Oleh: Bahagia, SP., MSc. Sedang S3 Pengelolaan Sumberdaya Alam dan Lingkungan IPB dan Dosen tetap Universitas Ibn Khaldun Bogor

Hujan tidak akan jadi musibah. Banjirpun tidak akan terjadi. Kekeringanpun tidak akan terjadi. Air hujan yang turun sudah punya takaran untuk masing-masing bagian yang hidup dan yang mati dibumi. Adapun kalau muncul bencana karen keadaan tidak lagi seimbang.

Sebagian air hujan masuk ke sungai. Sebagian terserap tumbuhan. Sebagian masuk ke rawa dan sebagian lagi masuk kedalam tanah. Saat bagian tadi tidak berfungsi maka terjadi ketidakseimbangan ekologis. Air hujan berlimpah namun sulit untuk masuk ke tanah. Sungai yang tidak sesuai dengan daya tampungnya menyebabkan air sungai tumpah. Hal itu terjadi karena daya tampung sungai yang makin menurun.

Air dari dataran pegunungan tidak dikurangi sama sekali untuk masuk kepada bagian-bagian tadi. Akhirnya sedikit air yang bisa tersimpan. Air berlimpah ke sungai karena kawasan pegunungan tidak berfungsi sebagai kawasan resapan air. Terjadi pembalakan hutan pada kawasan hulu. Setiap satu pohon yang hilang berkontribusi buruk untuk menurunkan kemampuan lahan dalam menyerap air. Tanahpun semakin gersang karena terjadi hanyutan tanah lapisan atas untuk masuk ke sungai.

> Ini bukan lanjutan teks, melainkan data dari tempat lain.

PR #2830, opened 2024-03-15
feat(profiling): Introduce continuous profiling mode

Zylphrex:
This is a new profiling mode that is mutually exclusive from the existing profiling modes. In the current profiling modes, a profile is always directly attached to a transaction. This new mode will continuously emit chunks of profiling data that will be connected to the span data.


tests/test_continuous_profiler.py
```diff
@@ -0,0 +1,237 @@
+import threading
```
sentrivana, line 1: If you decide to go with the new `profiler` folder in the sdk that I suggested above, it'd make sense to do the same with `test_continuous_profiler.py` and `test_profiler.py` in the tests.

sentrivana (commented):
Left a few comments, but in general looks great to me

sentry_sdk/client.py
```diff
@@ -378,6 +379,14 @@ def _capture_envelope(envelope):
...
                 except Exception as e:
                     logger.debug("Can not set up profiler. (%s)", e)
+            else:
+                try:
+                    setup_continuous_profiler(
+                        self.options,
+                        capture_func=_capture_envelope,
+                    )
+                except Exception as e:
+                    logger.debug("Can not set up continuous profiler. (%s)", e)
```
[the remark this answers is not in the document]
sentrivana: Ah ok, the user has to explicitly provide `_experiments["continuous_profiling_auto_start"]` for the profiler to kick off right? Then disregard.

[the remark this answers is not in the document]
Zylphrex: yes, we just need to bootstrap some stuff initially so when the profiler is started, everything is ready to go

sentry_sdk/continuous_profiler.py
```diff
@@ -0,0 +1,543 @@
...
+    else:
+        default_profiler_mode = ThreadContinuousScheduler.mode
+
+    experiments = options.get("_experiments", {})
+
+    profiler_mode = (
+        experiments.get("continuous_profiling_mode") or default_profiler_mode
+    )
+
+    frequency = DEFAULT_SAMPLING_FREQUENCY
```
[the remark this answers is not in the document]
Zylphrex: Not today, because the intention is to bill by profiler seconds and increasing the frequency will increase costs.

sentry_sdk/profiler/transaction_profiler.py
```diff
@@ -60,15 +60,20 @@
     from typing import List
     from typing import Optional
     from typing import Set
-    from typing import Sequence
-    from typing import Tuple
     from typing_extensions import TypedDict
 
-    import sentry_sdk.tracing
+    from sentry_sdk.profiler.utils import (
```
Zylphrex, line 65: @sentrivana I moved this file into its own folder as suggested. One thing that I am wondering here is if this is considered a breaking change since users may be importing from it. This entire file was originally meant to be purely internal, and users should not be using it directly so I assume it's fine but just wanted to double check because I ran into this previously when I moved an utility some time ago.

sentrivana: Yeah that's a good point. We're not explicitly marking this as internal, but at the same time, the public profiler API is basically what's exposed via `sentry_sdk.init` options. @antonpirker what do you think? (TL;DR: We're moving the contents of `profiler.py` to `profiler/transaction_profiler.py`.)

I'm thinking if it makes sense to expose more stuff from this file in `profiler/__init__.py` so that at least if someone is importing from `sentry_sdk.profiler` for whatever reason, the interface is more or less the same.

antonpirker: I did a quick [github code search](https://github.com/search?type=code&auto_enroll=true&q=%22from+sentry_sdk.profiler%22) and only a hand full of people seem to import it (others are just forks of the SDK)

But to be on the safe side, we should do what @sentrivana said and expose the old API in `profiler/__init__.py`.

sentrivana (approved):

PR #2834, opened 2024-03-18
Fixed OpenAI tests

antonpirker:
This will prevent the streaming reponse OpenAI tests to fail.


szokeasaurusrex (approved):
looks reasonable

PR #2838, opened 2024-03-18
ref(gql): Use new scopes API in GQL Integration

szokeasaurusrex:


sentry_sdk/integrations/gql.py
```diff
@@ -85,25 +90,22 @@ def _patch_execute():
...
-            scope.add_event_processor(_make_gql_event_processor(self, document))
+        scope = Scope.get_isolation_scope()
+        scope.add_event_processor(_make_gql_event_processor(self, document))
 
         try:
             return real_execute(self, document, *args, **kwargs)
         except TransportQueryError as e:
             event, hint = event_from_exception(
                 e,
-                client_options=hub.client.options if hub.client is not None else None,
```
szokeasaurusrex, line 102: It looks to me like this `None` check should be unnecessary with the new API – is this correct?

sentry_sdk/integrations/gql.py
```diff
@@ -85,25 +90,22 @@ def _patch_execute():
...
+                client_options=scope.client.options,
                 mechanism={"type": "gql", "handled": False},
             )
 
-            hub.capture_event(event, hint)
+            scope.capture_event(event, hint)
```
antonpirker, line 108: please use `sentry_sdk.capture_event` here, because it will take the correct scope (the current scope for capture_event)

sentry_sdk/integrations/gql.py
antonpirker: Yes, the client has now always options. But please use `sentry_sdk.get_client()` to get the client, because it could be that this scope has no client.

antonpirker (changes requested):
When possible we should always use `sentry_sdk.*` to call the top level apis, because then you always get the right scope or client.

antonpirker (approved):
looks good!

PR #2839, opened 2024-03-18
test: Fork `test_cloud_resource_context` test

szokeasaurusrex:
This test is flaky. Seems to be because of a concurrency issue because it fails nondeterministically with different call counts on reruns against the same code (e.g. [here](https://github.com/getsentry/sentry-python/actions/runs/8327184318/job/22784714862?pr=2454)). 

Let's add `pytest.mark.forked` to see if it fixes the flakiness!


antonpirker:
Fixed in here: https://github.com/getsentry/sentry-python/pull/2454

PR #2843, opened 2024-03-18
feat(profiling): Add thread data to spans

Zylphrex:
As per getsentry/rfcs#75 getsentry/rfc#75, this adds the thread data to the spans. This will be needed for the continuous profiling mode in #2830.

### DIFF
--- a/sentry_sdk/consts.py
+++ b/sentry_sdk/consts.py
@@ -193,13 +193,13 @@ class SPANDATA:
 
     THREAD_ID = "thread.id"
     """
-    The thread id within which the span was started. This should be a string.
+    Identifier of a thread from where the span originated. This should be a string.
     Example: "7972576320"
     """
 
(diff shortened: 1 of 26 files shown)


antonpirker (approved):
Looks ok.

This somewhat weakens our tests, but after talking with the other Python people and also confirmed with Ingest that if there is an onknown value in span data it is just stored anyhow. I think this is fine.

Zylphrex:
> Looks ok.
> 
> This somewhat weakens our tests, but after talking with the other Python people and also confirmed with Ingest that if there is an onknown value in span data it is just stored anyhow. I think this is fine.

👍 I'm not sure there's a stronger test we can add here as the thread ids are unstable. The only alternative I can think of is to mock it in each place which seems worse because now every test is concerned about mocking the thread id data appropriately to pass. Which is why I opted for each test to just assert that the relevant properties are added to the span data.

PR #2844, opened 2024-03-19
ref: `should_send_default_pii` shortcut

szokeasaurusrex:
Currently, with the new scope API, calls to `hub._should_send_default_pii` need to be replaced with calls to `scope.Scope.get_client().should_send_default_pii`.

This PR introduces `scope.should_send_default_pii` as a drop-in replacement for `hub._should_send_default_pii`, so we don't need to type out `Scope.get_client().should_send_default_pii` everywhere we need to check `should_send_default_pii`.


sentrivana (approved):
Nice!

antonpirker (approved):

PR #2905, opened 2024-03-26
ref: Correct `api.start_transaction` method signature

szokeasaurusrex:
Adds the `instrumenter` argument to `sentry_sdk.start_transaction`. Should unblock #2865.


sentrivana (approved):
🙏🏻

Tanah yang masuk ke sungai membuat sungai makin dangkal. Air tetap tidak berkurang jumlahnya. Kalau daya tampung sungai masih optimal maka air hujan masih bisa ditampung. Kawasan perumahan disekitar sungai juga makin padat sehingga turut membuat kemampuan sungai makin berkurang. Apalagi kalau penduduknya membuang sampah tidak pada tempatnya. Keberadaan penduduk sepanjang sungai akan menurunkan kemampuan tanah untuk menyerap air.

Air langsung jatuh ke sungai karena lahan tertutup bangunan. Selain itu, intensitas banjir semakin tinggi pada sentra-sentra pangan tanah air.  Dengan begitu, sentra pangan seperti propinsi Jawa Barat sangat rawan bencana banjir. Selagi pupuk belum bisa pakai organik maka kita akan terkena bencana banjir. Makin lama kesuburan tanah makin menurun maka penggunaan pupuk pabrikan juga meningkat.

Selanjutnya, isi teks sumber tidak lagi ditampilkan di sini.